Scene 1 of Christopher Marlowe's The Tragical History of the Life and Death of Doctor Faustus opens with a lengthy soliloquy by Doctor Faustus, in which he praises himself as what is now termed a "Renaissance man," which is a person who is extremely knowledgeable or highly proficient in a wide range of subjects including law, literature, religion, medicine, and the arts.
To demonstrate the range of Faustus's knowledge, Marlowe has Faustus quote Aristotle about logic, Galen about medicine, Justinian about law, and St. Jerome about religion. Faustus believes that he's exceeded all of them in his own accomplishments, and there's nothing left for him to learn except the "metaphysics of magicians," and to become a god in his own right:
FAUSTUS. Ay, these are those that Faustus most desires.
O, what a world of profit and delight,
Of power, of honour, of omnipotence,
Is promised to the studious artisan!
… A sound magician is a mighty god:
Here, Faustus, tire thy brains to gain a deity. (Sc. 1, 52–55, 62–63)

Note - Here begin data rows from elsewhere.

PR #1065, opened 2025-05-17
[postcss-plugin] Fix importSource object syntax not working properly

javascripter:

Using the `{ from, as }` object form in importSources caused a runtime error due to incorrect .includes usage in [Previous PR](https://github.com/facebook/stylex/pull/1063). This fix ensures both string and object forms are handled properly in shouldTransform.

## Linked PR/Issues

https://github.com/facebook/stylex/pull/1063

## Additional Context

In main branch, move to the example app
```bash
cd examples/example-nextjs
```

Using the object syntax throws when running `npm run example:dev`:
```javascript
   importSources: [
        {
          // Note:Just enough config to reproduce the error, not actually a proper config for stylex
          from: '@stylexjs/stylex',
          as: 'create',
        },
      ],
```

Switch to this branch and now it does not throw and renders correctly.

## Pre-flight checklist

### DIFF
--- a/packages/@stylexjs/postcss-plugin/src/bundler.js
+++ b/packages/@stylexjs/postcss-plugin/src/bundler.js
@@ -20,7 +20,7 @@ module.exports = function createBundler() {
       if (typeof importSource === 'string') {
         return sourceCode.includes(importSource);
       }
-      return importSource.includes(sourceCode.from);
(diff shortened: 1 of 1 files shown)


necolas (approved):
We need unit tests for this plugin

This is Faustus's pride talking. Faustus is highly educated—he's just received his doctoral degree at the beginning of the play—and he's accomplished a great deal in his life, but his excessive pride in his own abilities and accomplishments leads him to make decisions based on Renaissance ideals of intellectual inquiry and self-improvement that ultimately lead to his medieval downfall.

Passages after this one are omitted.